In the future, ConfigFormContainer will get a second possible child for the edX Forums app, and will switch between the two forms based on the app being configured.
Note that I expect that some of the data loading logic from ConfigFormContainer may be better situated in the Discussions component… everything else is happening there, and it may make sense for it to handle loading the app config data as necessary as well.
* Backing discussions with data API/thunks/reducer.
This pulls all the data loading logic out of the React components and makes it significantly more flexible.
- Both apps and features have IDs and can be looked up in the store.
- The API layer is currently just returning hard coded data.
- LOADED and LOADING statuses are available to implement loading spinners and feedback.

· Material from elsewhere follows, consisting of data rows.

PR #200, opened 2017-10-17
revert to callable() check

davisagli:
Go back to using the `callable` builtin to see if an object is callable. We saw problems with some views that were instances of collections.Callable but did not actually have a `__call__` method. And while `callable` was removed for Python 3.0-3.1, it has returned.


jamadden:
I think the test is flaky. Restarting it fixed the 3.5 issue.

PR #201, opened 2017-10-17
Fix path expressions with uncallable views

davisagli:
This fixes a regression from Zope 2: if a browser view does not implement `__call__`, traversing to it in a path expression should return the view instance itself rather than raising an AttributeError. `callable()` was returning a false positive in this case, probably tricked by the `__call__` property on the view superclass.

(Zope 2 caught the AttributeError and checked to see if its parameter was `__call__`, but I figure catching NotImplementedError matches the intent better.)

### DIFF
--- a/src/Products/PageTemplates/tests/testExpressions.py
+++ b/src/Products/PageTemplates/tests/testExpressions.py
@@ -1,8 +1,7 @@
 # *-* coding: iso-8859-1 -*-
 
-import sys
 import unittest
-from six import text_type, binary_type
+from six import text_type
 
 from zope.component.testing import PlacelessSetup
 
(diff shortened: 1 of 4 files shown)


src/Products/PageTemplates/tests/testExpressions.py
```diff
@@ -90,6 +89,15 @@ def test_evaluate_with_render_simple_callable(self):
         ec = self._makeContext()
         self.assertEqual(ec.evaluate('dummy'), 'dummy')
 
+    def test_evaluate_with_unimplemented_call(self):
+        class Dummy(object):
+            def __call__(self):
+                raise NotImplementedError
```
icemac: I'd suggest to raise an instance of `NotImplementedError` instead of the class so Python 3 can store the traceback on it without side effects.

jamadden: Interestingly, [Python automatically turns](https://github.com/python/cpython/blob/master/Python/ceval.c#L4140) `raise <type>` into `raise <type>()`---that is, if raise is given a class argument, Python creates a fresh instance and raises that. This turns out to be just a tiny bit faster than constructing the instance yourself (it's one bytecode shorter).

icemac: @jamadden Thank you for clarifying this.

PR #206, opened 2017-10-21
Fix 'lines' property to always use 'bytes'

witsch:
The 'lines' property type could not be used with bytes so far, as `str` will include the prefix and quotes:
```
$ python3.6
Python 3.6.3 (default, Oct 21 2017, 11:47:54) 
[GCC 4.2.1 Compatible Apple LLVM 9.0.0 (clang-900.0.37)] on darwin
Type "help", "copyright", "credits" or "license" for more information.
>>> str(b'foo')
"b'foo'"
>>> 
```

This fixes the type to always store bytes as was already the case with Python 2.

### DIFF
--- a/src/ZPublisher/Converters.py
+++ b/src/ZPublisher/Converters.py
@@ -135,7 +135,7 @@ def field2lines(v):
     if isinstance(v, (list, tuple)):
         result = []
         for item in v:
-            result.append(str(item))
+            result.append(field2bytes(item))
         return result
     return field2text(v).splitlines()
 
--- a/src/ZPublisher/tests/test_Converters.py
+++ b/src/ZPublisher/tests/test_Converters.py
@@ -52,12 +52,14 @@ class ConvertersTests(unittest.TestCase):
     def test_field2lines_with_list(self):
         from ZPublisher.Converters import field2lines
         to_convert = ['one', 'two']
-        self.assertEqual(field2lines(to_convert), to_convert)
+        expected = [b'one', b'two']
+        self.assertEqual(field2lines(to_convert), expected)
 
     def test_field2lines_with_tuple(self):
         from ZPublisher.Converters import field2lines
         to_convert = ('one', 'two')
-        self.assertEqual(field2lines(to_convert), list(to_convert))
+        expected = [b'one', b'two']
+        self.assertEqual(field2lines(to_convert), expected)
 
     def test_field2lines_with_empty_string(self):
         from ZPublisher.Converters import field2lines
--- a/src/ZPublisher/tests/test_Converters.py
+++ b/src/ZPublisher/tests/test_Converters.py
@@ -51,13 +51,13 @@ class ConvertersTests(unittest.TestCase):
 
     def test_field2lines_with_list(self):
         from ZPublisher.Converters import field2lines
-        to_convert = ['one', 'two']
+        to_convert = ['one', b'two']
         expected = [b'one', b'two']
         self.assertEqual(field2lines(to_convert), expected)
 
     def test_field2lines_with_tuple(self):
         from ZPublisher.Converters import field2lines
-        to_convert = ('one', 'two')
+        to_convert = ('one', b'two')
         expected = [b'one', b'two']
         self.assertEqual(field2lines(to_convert), expected)
 


src/ZPublisher/Converters.py
```diff
@@ -135,7 +135,7 @@ def field2lines(v):
     if isinstance(v, (list, tuple)):
         result = []
         for item in v:
-            result.append(str(item))
+            result.append(field2bytes(item))
         return result
     return field2text(v).splitlines()
```
hannosch: Having the last return statement with `field2text` (which calls `field2string`) and the changed one using `field2bytes` looks inconsistent to me. Does the last line also have to be changed to use `field2bytes`?

tseaver:
I'm pretty sure that a `lines` property should be returning lists of text, not lists of bytes.

witsch:
Hi Tres,

David, Godefroid and I had a pretty lengthy discussion about this and we feel people should use ‘ulines' if they need lines of text while ‘lines’ should essentially keep using the same data.  Or in other words, `str` in Python 2 is way closer to bytes in Python 3 than it is to text…  If we use lists of text here, we’ll likely end up with (utf-8) encoded data so making this bytes hopefully makes this more obvious (and saves us some guessing later on).

src/ZPublisher/Converters.py
witsch: I agree, but I guess we should first sort out and agree which direction we want to take, i.e. lists of text vs lists of bytes.  There are no hard reasons for either I suppose, but like I said, we think "bytes" feel more right.

In any case, the `str` is wrong and cannot stay (imho).

hannosch:
Hey. I think we had a similar lengthy discussion at some sprint and went the other way, where we tried to make all the normal converters (without the u prefix) use native strings. That is use the str type under both Python 2 and 3, even though they mean something very different.

The reasoning was that almost nobody ever used the u-prefixed converters and most people used ascii-only content with these converters.

But that means you'd have to use some other converter if you actually wanted binary content.

I don't remember all the details, and am not convinced the way we decided to do this before is the right way. So I'm all open for arguments and changing this all again.

davisagli:
Hmm. I think using native strings makes fine sense for when these converters are used to process request params. But they are also used when values are stored by a PropertyManager, which is the case that @witsch and @gotcha were working on. I'm concerned that if this converter returns native strings, then after loading a database created with Zope 2 into Zope 4 on Python 3, existing values of `lines` properties will be bytes but newly written ones will be stored as text. Or is this an example of something that needs to be dealt with by app-specific migration/db conversion code?

leorochael:
Back when these converters like `lines` were created, there was no Unicode in Python (and no u-converters like `ulines`.

So I agree most people using `lines` indeed intended to get lines of text, and this is what they got, in the form of a list of (byte) strings that just so happened to contain bytes in whatever encoding they were using (most likely iso-8859-1).

These lines of text encoded as bytestrings were 
then likely sent to whatever storage or processing back-end was in use, with the expectation that they would be processed "as is".

So while I like the argument that "lines of text" is what people expect when they use "lines" (hence  we should be giving them a list of Unicode strings), in practice this will probably break existing applications that are migrating to Python 3 (and are already facing a whole set of challenges) throwing Unicode errors far from the point of cause, and with no quick workaround (since there is no `blines` converter).

IMO, `lines` returning a list of Unicode strings only on Python 3 is DWIMy, and goes against at least 3 entries in the Zen of Python (EIBTI, ITFOARTTTG, TSBOOWTDI). I think it should return "list of bytes" in both Python versions.

tseaver:
OK, I'll bow to the consensus.

icemac:
Is there still something to do before this PR can be merged?

gotcha:
@hannosch comment (https://github.com/zopefoundation/Zope/pull/206/files#r146114998) still need to be addressed.

witsch:
I can have a look on monday (I meant to wrap this up anyway :))

witsch:
I finally looked into this again and ended up pushing a [work-in-progress commit](https://github.com/zopefoundation/Zope/pull/206/commits/104def6911812cea7d6dfc70b340816bbe14772f) I had already started back at the sprint.  Actually I meant to amend it in order to fix the two remaining test errors, which (both) look like this:
```python
Error in test test_processInputs_w_simple_marshalling (ZPublisher.tests.testHTTPRequest.HTTPRequestTests)
  File "…/lib/python3.6/unittest/case.py", line 59, in testPartExecutor
    yield
  File "…/lib/python3.6/unittest/case.py", line 605, in run
    testMethod()
  File "…/ZPublisher/tests/testHTTPRequest.py", line 277, in test_processInputs_w_simple_marshalling
    req = self._processInputs(inputs)
  File "…/ZPublisher/tests/testHTTPRequest.py", line 146, in _processInputs
    req.processInputs()
  File "…/ZPublisher/HTTPRequest.py", line 698, in processInputs
    if '<' in tainted[i]:
TypeError: a bytes-like object is required, not 'str'
```
However, after digging a bit deeper I'm not sure how to best solve this.  If we change `lines` to expect and return lists of bytes, we'll probably also need a `TaintedBytes` class (in [`AccessControl/tainted.py`](https://github.com/zopefoundation/AccessControl/blob/master/src/AccessControl/tainted.py#L32)) or make `TaintedString` "byte-aware" somehow (because the instance holding the "tainted" byte sequence also needs to return bytes again).

But before giving this a try, I'd like to hear your thoughts about it… :)

gotcha:
I explore how much work it was to add TaintedBytes. Not that much actually.
Needs review though !

icemac:
@gotcha Do you think this PR can be merged now?

gotcha:
Thanks to you @icemac for following up !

- The taxonomy has been changed a bit - “forums and “tools” are now consistently referred to as “apps” - this code is almost completely agnostic to discussions, meaning that it could easily be repurposed for other kinds of apps, such as proctoring providers.
* Using ‘app’ and ‘name language in DiscussionAppCard messages.
* Using the selectedApp’s name for the Configure button.
* Misc review fixes
- better comment on error handling
- Fixing some CSS class names.
* Updating dependencies and removing unneeded ones.
* Fixing broken IntlProvider attribute in ProctoredExamSettings test.
* package-lock.json was out of sync - checking it in.
* Initializing an empty redux store.
* Adding model-store from frontend-app-learning.
This will let us save data from the server in a normalized way in redux, reducing boilerplate in React components.
* Fixing paragon button usage.
(also just organizing the imports while I was there…)
* Using paragon button instead of an anchor tag.
For the “New Page” button in the pages & resources view.
* Add API, reducers, and thunks to add course detail data into redux.
Subsequent PR will use this to store course detail data for use across different pages in the application.
* Prep work to add CourseAuthoringPage component.
Decided the course-detail sub-directory didn’t make much sense, given component structure, and moved it up to src.
These functions will be used in a CourseAuthoringPage component to load course detail data and display the Header and Footer in one common place, wrapping all the existing course authoring pages (proctoring and pages & resources)
It will also replace LmsApiService.js
* Minor style refactorings.
(This commit had originally made some changes to how courseId was passed in to these two components, but I decided to back it out… but the style stuff is worth adding as a fixed nit.)
* Refactor course detail loading and top-level course authoring components
This commit does a few things:
- Factors course detail data loading out of the Header.
- Loads that data in CourseAuthoringPage instead, adding it to redux and then passing it to the Header from there.
- Deletes LmsApiService, which is no longer used.
- Changes the route paths to be more canonical and entity-oriented, i.e., the first part of the route is the course, followed by the specific page about that course to load, rather than the other way around. This more naturally allows us to use react-router to extract the common course detail loading code that only depends on the courseId.
* Refactoring routes code a bit to pass courseId into components
Didn’t like how CourseAuthoringPage, LegacyProctoringRoute, and CourseAuthoringRoutes all reached into the parent route to find the courseId, so passed it in instead.
* Updating README with more detail on routes in the MFE.